Until you gather strength and fight on again

And we all need the support of friends and family to regather that strength 

But sometimes we can’t pass our fears to family or even close friends 

They struggle with their own fears and you need to be strong for them

A strength you dont really feel 

And it’s difficult to find who you can tell of your fears 

I’m sure we are not alone in this dilemma 

Sandra


----------



## patp (Apr 30, 2007)

No one can say how they feel until they experience it Sandra. All I can say is that you are bloody amazing. Albert must be so strong and you both must have the most enduring relationship.
I certainly hope that I never have to go through what you are. If I do I hope I manage to endure it and be as strong as you both are. Well, that is most of the time. We are allowed to let go sometimes.


----------



## aldra (Jul 2, 2009)

Yes and at Christie’s you meet some amazing people 

who are going through much worse 

At least we are old, many of them are so much younger and have young families to support and should have a long life ahead of them 

I guess the disadvantage of being older is that often your dearest friends who you were able to confide in have died 

How often I wish that I could talk, laugh and be with them again 

I guess we fear the unknown and the uncertainty 

Which is in itself strange as nothing in this life is ever certain, and you would think by our age we would have learnt that 

I guess we just imagine certainty and are shocked when it is disrupted by events beyond our control 

As it so frequently is for all of us

Sandra


----------



## HermanHymer (Dec 5, 2008)




----------



## patp (Apr 30, 2007)

Not sure what happened there Viv. My email notification contained a huge link which I was scared to click on.


----------



## aldra (Jul 2, 2009)

I understand that when I post

I’m open to attacks 

It’s all me

It probably is 

But it’s never meant to be

It’s a me unknown to me

Afraid, unsure , trying hard to support Albert 

Without letting him know I’m so afraid this new cancer will take him from me 

And now there is three

And I’m already struggling with two 

And how I wish it was me 

And not him

But he seems fine 

So why am iso anxious

Sandra


----------



## barryd (May 9, 2008)

Try to remain positive, Albert seems invincible!
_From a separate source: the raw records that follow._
PR #368, opened 2019-08-17
Fix errors introduced in filesystem branch

### LINKED ISSUE #367: Xcode's clang seems to dislike passing object in varargs
the cmake generated Makefile and Xcode project works, however the native project I'm maintaining is still throwing error (in addition to the class name clash) in compiling with the fmt commit.

for passing string/fs in DebugPrint:
Can not pass object of non-trivial type /xxx/ through variadic function; call will abort at runtime

for the vprintf in debug.cpp:
No matching function for call to 'vfprintf'
note: candidate function [with S = const char *, Char = char] not viable: no known conversion from 'va_list' (aka '__builtin_va_list') to 'basic_format_args<typename basic_printf_context_t<internal::basic_buffer<char> >::type>' (aka 'basic_format_args<basic_printf_context<back_insert_iterator<fmt::v5::internal::basic_buffer<char> >, char> >') for 3rd argument

375gnu:
@eyvallah does this change fix #367 ?

### DIFF
--- a/src/celutil/debug.cpp
+++ b/src/celutil/debug.cpp
@@ -7,44 +7,7 @@
 // as published by the Free Software Foundation; either version 2
 // of the License, or (at your option) any later version.
 
-#ifdef _MSC_VER
-#include <windows.h>
-#endif
-#include <cstdio>
-#include <cstdarg>
-#include <config.h>
-#include <fmt/printf.h>
-
-static int debugVerbosity = 0;
-
-#if defined(DEBUG) || defined(_DEBUG)
-void DebugPrint(int level, const char *format, ...)
-{
-    va_list args;
-    va_start(args, format);
-
-    if (level <= debugVerbosity)
-    {
-#ifdef _MSC_VER
-        if (IsDebuggerPresent())
-        {
-            char buf[1024];
-            fmt::vsprintf(buf, format, args);
-            OutputDebugStringA(buf);
-        }
-        else
-        {
-            fmt::vfprintf(stdout, format, args);
-        }
-#else
-        fmt::vfprintf(stderr, format, args);
-#endif
-    }
-
-    va_end(args);
-}
-#endif /* DEBUG */
-
+int debugVerbosity = 0;
 
 void SetDebugVerbosity(int dv)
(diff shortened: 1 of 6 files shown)


src/celutil/debug.cpp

And it seemed like good news from the OP. None of us know how long we have. Its easy to say when you have not faced what you two have. You could have decades together! Just keep thinking that and try and enjoy life as difficult as it is for you.


----------



## patp (Apr 30, 2007)

As Barry says, Sandra, you have to count your blessings and try to stay positive. Think how Albert would feel if he knew you had all this anxiety inside you. And does it do any good? No it solves nothing. You are doing all that you can and remember that he might well have the gene, talked about by oncologists, that means he will just fight off each challenge. He will enjoy life much more if he has a positive you by his side.
People who believe in Spiritulism believe we are given challenges in this life that prepare us for the next life.


----------



## aldra (Jul 2, 2009)

Yep I’m better tonight 

It’s how it goes

Sometimes I just want to stop the world and get off

I’d never tell Albert that 

I just try to keep limping along

Sandra


----------



## Penquin (Oct 15, 2007)

Sandra, I am a great believer that you would not be subjected to it, if you could not cope.
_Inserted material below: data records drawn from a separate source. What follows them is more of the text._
PR #1412, opened 2022-09-03
[qt] add items to filter criteria groupings in SS browser

dave-kaye:


dave-kaye:
Within the QT interface is a View -> Celestial Browser -> Solar System tab.  It has a filter for the objects consisting of types: Planets and moons, Asteroids, Spacecraft and Comets.  The interface uses checkboxes for this filter. Checking a box will display only the items associated with that checkbox.

Since the creation of the browser, moons have been split into Moons and Minor Moons.  The "Planets and moons" checkbox does not display minor moons.  Using this checkbox, Mars has no moons and Jupiter has only four.  This code revision adds the minor moons to the displayed output.

Since the creation of the browser, the classification of Components has been added to the Spacecraft object.  These components will not display when the "Spacecraft" checkbox is checked.  Components are important for spacecraft built of multiple parts such as the International Space Station, the new Chinese space station, Cassini/Huygens, etc.  This code revision adds components to the displayed output.

375gnu (approved):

You are incredible - yes that is a given.

Albert is stoical - another given,

Your family are very close - both your real family with all the links within it, and your virtual family on here, we are as close as we can be and would offer what help we can, knowing that YOU wil cope and if you have the odd day and negative feelings on here, brush past them and live life to the full - you have that three wheeled monster to master yet and that is much harder as you are a novice.

Keep your chin up.


----------



## aldra (Jul 2, 2009)

and why are we so afraid of cancer our age ?

Heart attack could take us much quicker 

And a stroke may not take us quickly enough , depending on the severity 

It still has the big C concept

But treatment is advancing at a pace

Imagine if it was one of my kids, or even .God forbid my grandkids .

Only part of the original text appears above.